*** Opening Source information ***

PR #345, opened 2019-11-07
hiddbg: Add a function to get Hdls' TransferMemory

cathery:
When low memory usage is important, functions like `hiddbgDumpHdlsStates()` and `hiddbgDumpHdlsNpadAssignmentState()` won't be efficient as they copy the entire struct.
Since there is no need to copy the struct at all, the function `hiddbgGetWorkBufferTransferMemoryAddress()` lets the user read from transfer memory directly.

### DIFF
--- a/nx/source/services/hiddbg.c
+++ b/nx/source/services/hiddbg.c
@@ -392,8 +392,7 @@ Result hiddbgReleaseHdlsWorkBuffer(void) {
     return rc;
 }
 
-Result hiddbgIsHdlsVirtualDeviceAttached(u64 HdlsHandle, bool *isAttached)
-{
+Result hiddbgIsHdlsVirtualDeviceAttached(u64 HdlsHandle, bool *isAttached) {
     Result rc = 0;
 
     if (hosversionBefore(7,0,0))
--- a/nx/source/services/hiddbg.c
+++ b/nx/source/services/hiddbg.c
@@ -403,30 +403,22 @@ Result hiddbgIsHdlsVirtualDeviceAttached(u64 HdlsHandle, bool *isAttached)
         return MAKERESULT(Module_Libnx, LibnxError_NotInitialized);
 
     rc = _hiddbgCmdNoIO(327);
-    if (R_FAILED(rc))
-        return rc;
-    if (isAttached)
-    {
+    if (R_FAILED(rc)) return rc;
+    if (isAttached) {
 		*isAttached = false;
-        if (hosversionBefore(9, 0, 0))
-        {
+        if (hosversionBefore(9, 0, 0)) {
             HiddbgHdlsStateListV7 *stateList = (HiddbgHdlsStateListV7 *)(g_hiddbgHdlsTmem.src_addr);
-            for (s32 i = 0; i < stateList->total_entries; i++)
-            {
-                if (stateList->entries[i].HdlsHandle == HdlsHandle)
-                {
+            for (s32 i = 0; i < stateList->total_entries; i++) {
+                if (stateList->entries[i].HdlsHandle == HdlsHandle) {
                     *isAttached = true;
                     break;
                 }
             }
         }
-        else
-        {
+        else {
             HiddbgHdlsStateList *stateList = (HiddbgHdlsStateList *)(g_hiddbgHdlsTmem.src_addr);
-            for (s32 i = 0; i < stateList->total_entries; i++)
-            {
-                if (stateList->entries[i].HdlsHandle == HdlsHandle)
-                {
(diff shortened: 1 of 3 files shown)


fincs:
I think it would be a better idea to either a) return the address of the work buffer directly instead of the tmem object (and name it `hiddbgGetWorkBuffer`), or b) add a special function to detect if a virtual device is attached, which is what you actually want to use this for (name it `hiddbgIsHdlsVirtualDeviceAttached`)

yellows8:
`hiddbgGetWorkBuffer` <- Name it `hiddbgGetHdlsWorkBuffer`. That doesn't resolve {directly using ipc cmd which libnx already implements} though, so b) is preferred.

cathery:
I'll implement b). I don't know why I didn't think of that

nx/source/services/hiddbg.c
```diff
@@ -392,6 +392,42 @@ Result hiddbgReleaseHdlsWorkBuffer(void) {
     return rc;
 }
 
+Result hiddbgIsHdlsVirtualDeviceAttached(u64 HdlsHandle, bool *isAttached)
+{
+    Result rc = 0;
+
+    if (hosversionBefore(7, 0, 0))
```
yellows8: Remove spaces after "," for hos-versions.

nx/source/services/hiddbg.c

*** Closing Source information ***

Aim of the task:
How many lines of the listing above hold the string "directly"? Answer with the number alone.

Finished exercise:
3